#### EXERCISE MATERIALS

PR #1309, opened 2023-09-28
Write configuration to temporary file first

cgzones:
Currently when the runtime configuration is saved to file the true configuration file is first truncated and then written to with each available option.

If for any reason htop dies (e.g. program crash, or system shutdown) while still performing the output the configuration file might end up empty or corrupted.

Write to a temporary file and rename at the end on success.

### DIFF
--- a/Settings.c
+++ b/Settings.c
@@ -603,11 +603,16 @@ static void writeMeterModes(const Settings* this, FILE* fd, char separator, unsi
 int Settings_write(const Settings* this, bool onCrash) {
    FILE* fd;
    char separator;
+   char *tmpFilename = NULL;
    if (onCrash) {
       fd = stderr;
       separator = ';';
    } else {
-      fd = fopen(this->filename, "w");
+      xAsprintf(&tmpFilename, "%s.tmp.XXXXXX", this->filename);
+      int fdtmp = mkstemp(tmpFilename);
+      if (fdtmp == -1)
+         return -errno;
+      fd = fdopen(fdtmp, "w");
       if (fd == NULL)
          return -errno;
       separator = '\n';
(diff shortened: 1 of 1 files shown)


Settings.c
```diff
@@ -603,11 +603,13 @@ static void writeMeterModes(const Settings* this, FILE* fd, char separator, unsi
 int Settings_write(const Settings* this, bool onCrash) {
    FILE* fd;
    char separator;
+   char *filename;
```
BenBE, line 606: Please initialize to `NULL` to avoid undefined/uninitialized values `filename` in case of a crash (even if not used). Better have a defined, unused value, than accidentally using an uninitialized one.

BenBE (commented):
LGTM.

Settings.c
```diff
@@ -603,11 +603,13 @@ static void writeMeterModes(const Settings* this, FILE* fd, char separator, unsi
...
    if (onCrash) {
       fd = stderr;
       separator = ';';
    } else {
-      fd = fopen(this->filename, "w");
+      xAsprintf(&filename, "%s.tmp", this->filename);
+      fd = fopen(filename, "w");
```
Explorer09, line 612: May I suggest using [mkstemp](https://man7.org/linux/man-pages/man3/mkstemp.3.html) for the purpose or is it an overkill?
```c
      xAsprintf(&filename, "%s.XXXXXX", this->filename);
      fd = mkstemp(filename);
```

BenBE: Not exactly overkill, but when multiple instances of htop are running and quit quickly after each other you would still run into an race of which configuration actually prevails. But avoiding the possible corruption of multiple instances writing the same temp file might be worth another look at this part (you then at least know the surviving configuration has not been corrupted while it was generated) …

########

→ **TASK GOAL**:
In the records above, some lines may contain the word "still"; copy every one of them.

→ **REPLY TO THE TASK**:
If for any reason htop dies (e.g. program crash, or system shutdown) while still performing the output the configuration file might end up empty or corrupted.
BenBE: Not exactly overkill, but when multiple instances of htop are running and quit quickly after each other you would still run into an race of which configuration actually prevails. But avoiding the possible corruption of multiple instances writing the same temp file might be worth another look at this part (you then at least know the surviving configuration has not been corrupted while it was generated) …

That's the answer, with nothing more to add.